(Extracted records begins)

PR #3011, opened 2019-05-22
STORM-3395 Fix Placeholder Topology page components show task counts

dandsager1:
Placeholder components num_tasks and num_executors now show expected value

### DIFF
--- a/storm-server/src/main/java/org/apache/storm/daemon/nimbus/Nimbus.java
+++ b/storm-server/src/main/java/org/apache/storm/daemon/nimbus/Nimbus.java
@@ -4144,19 +4144,13 @@ public class Nimbus implements Iface, Shutdownable, DaemonCommon {
      */
     private void maybeAddPlaceholderSpoutAggStats(TopologyPageInfo topoPageInfo, StormTopology topology) {
         if (topoPageInfo.get_id_to_spout_agg_stats().isEmpty()) {
-            Map<String, SpoutSpec> spouts = topology.get_spouts();
-            for (String spoutName : spouts.keySet()) {
+            for (Entry<String, SpoutSpec> entry : topology.get_spouts().entrySet()) {
                 // component
                 ComponentAggregateStats placeholderComponentStats = new ComponentAggregateStats();
                 placeholderComponentStats.set_type(ComponentType.SPOUT);
 
                 // common aggregate
-                CommonAggregateStats commonStats = new CommonAggregateStats();
-                commonStats.set_num_executors(0);
-                commonStats.set_num_tasks(0);
-                commonStats.set_emitted(0);
-                commonStats.set_transferred(0);
-                commonStats.set_acked(0);
+                CommonAggregateStats commonStats = getPlaceholderCommonAggregateStats(entry.getValue());
                 placeholderComponentStats.set_common_stats(commonStats);
 
                 // spout aggregate
@@ -4166,7 +4160,7 @@ public class Nimbus implements Iface, Shutdownable, DaemonCommon {
                 specificStats.set_spout(spoutAggStats);
                 placeholderComponentStats.set_specific_stats(specificStats);
 
-                topoPageInfo.get_id_to_spout_agg_stats().put(spoutName, placeholderComponentStats);
+                topoPageInfo.get_id_to_spout_agg_stats().put(entry.getKey(), placeholderComponentStats);
             }
         }
     }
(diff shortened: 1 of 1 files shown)


storm-server/src/main/java/org/apache/storm/daemon/nimbus/Nimbus.java
```diff
@@ -4214,6 +4203,22 @@ private void maybeAddPlaceholderBoltAggStats(TopologyPageInfo topoPageInfo, Stor
...
     }
 
+    private CommonAggregateStats getPlaceholderCommonAggregateStats(Object component) {
+        // common aggregate
+        CommonAggregateStats commonStats = new CommonAggregateStats();
+
+        // set num_tasks and expected num_executors
+        Map<String, Object> jsonMap = StormCommon.componentConf(component);
+        int numTasks = (int) (long) jsonMap.getOrDefault(Config.TOPOLOGY_TASKS, 0);
+        commonStats.set_num_executors(numTasks);
```
HeartSaVioR: Just to double check, is it safe to assume number of executors is same as number of tasks? If there's safe way to get the value it would be better to apply that, otherwise 0 (even -1) might make less confusion.

dandsager1: Num_executors does not have to be same as num_tasks. Changing num_executors to 0

Ethanlm: You can use `StormCommon.numStartExecutors` to get num_executors.

https://github.com/apache/storm/blob/master/storm-server/src/main/java/org/apache/storm/daemon/nimbus/Nimbus.java#L2392-L2405

dandsager1: Thanks @Ethanlm. I'll pull in numExecutors from your suggestion.

storm-server/src/main/java/org/apache/storm/daemon/nimbus/Nimbus.java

(Extracted records ends)

Retype all of the entries shown above, exactly.

PR #3011, opened 2019-05-22
STORM-3395 Fix Placeholder Topology page components show task counts

dandsager1:
Placeholder components num_tasks and num_executors now show expected value

### DIFF
--- a/storm-server/src/main/java/org/apache/storm/daemon/nimbus/Nimbus.java
+++ b/storm-server/src/main/java/org/apache/storm/daemon/nimbus/Nimbus.java
@@ -4144,19 +4144,13 @@ public class Nimbus implements Iface, Shutdownable, DaemonCommon {
      */
     private void maybeAddPlaceholderSpoutAggStats(TopologyPageInfo topoPageInfo, StormTopology topology) {
         if (topoPageInfo.get_id_to_spout_agg_stats().isEmpty()) {
-            Map<String, SpoutSpec> spouts = topology.get_spouts();
-            for (String spoutName : spouts.keySet()) {
+            for (Entry<String, SpoutSpec> entry : topology.get_spouts().entrySet()) {
                 // component
                 ComponentAggregateStats placeholderComponentStats = new ComponentAggregateStats();
                 placeholderComponentStats.set_type(ComponentType.SPOUT);
 
                 // common aggregate
-                CommonAggregateStats commonStats = new CommonAggregateStats();
-                commonStats.set_num_executors(0);
-                commonStats.set_num_tasks(0);
-                commonStats.set_emitted(0);
-                commonStats.set_transferred(0);
-                commonStats.set_acked(0);
+                CommonAggregateStats commonStats = getPlaceholderCommonAggregateStats(entry.getValue());
                 placeholderComponentStats.set_common_stats(commonStats);
 
                 // spout aggregate
@@ -4166,7 +4160,7 @@ public class Nimbus implements Iface, Shutdownable, DaemonCommon {
                 specificStats.set_spout(spoutAggStats);
                 placeholderComponentStats.set_specific_stats(specificStats);
 
-                topoPageInfo.get_id_to_spout_agg_stats().put(spoutName, placeholderComponentStats);
+                topoPageInfo.get_id_to_spout_agg_stats().put(entry.getKey(), placeholderComponentStats);
             }
         }
     }
(diff shortened: 1 of 1 files shown)


storm-server/src/main/java/org/apache/storm/daemon/nimbus/Nimbus.java
```diff
@@ -4214,6 +4203,22 @@ private void maybeAddPlaceholderBoltAggStats(TopologyPageInfo topoPageInfo, Stor
...
     }
 
+    private CommonAggregateStats getPlaceholderCommonAggregateStats(Object component) {
+        // common aggregate
+        CommonAggregateStats commonStats = new CommonAggregateStats();
+
+        // set num_tasks and expected num_executors
+        Map<String, Object> jsonMap = StormCommon.componentConf(component);
+        int numTasks = (int) (long) jsonMap.getOrDefault(Config.TOPOLOGY_TASKS, 0);
+        commonStats.set_num_executors(numTasks);
```
HeartSaVioR: Just to double check, is it safe to assume number of executors is same as number of tasks? If there's safe way to get the value it would be better to apply that, otherwise 0 (even -1) might make less confusion.

dandsager1: Num_executors does not have to be same as num_tasks. Changing num_executors to 0

Ethanlm: You can use `StormCommon.numStartExecutors` to get num_executors.

https://github.com/apache/storm/blob/master/storm-server/src/main/java/org/apache/storm/daemon/nimbus/Nimbus.java#L2392-L2405

dandsager1: Thanks @Ethanlm. I'll pull in numExecutors from your suggestion.

storm-server/src/main/java/org/apache/storm/daemon/nimbus/Nimbus.java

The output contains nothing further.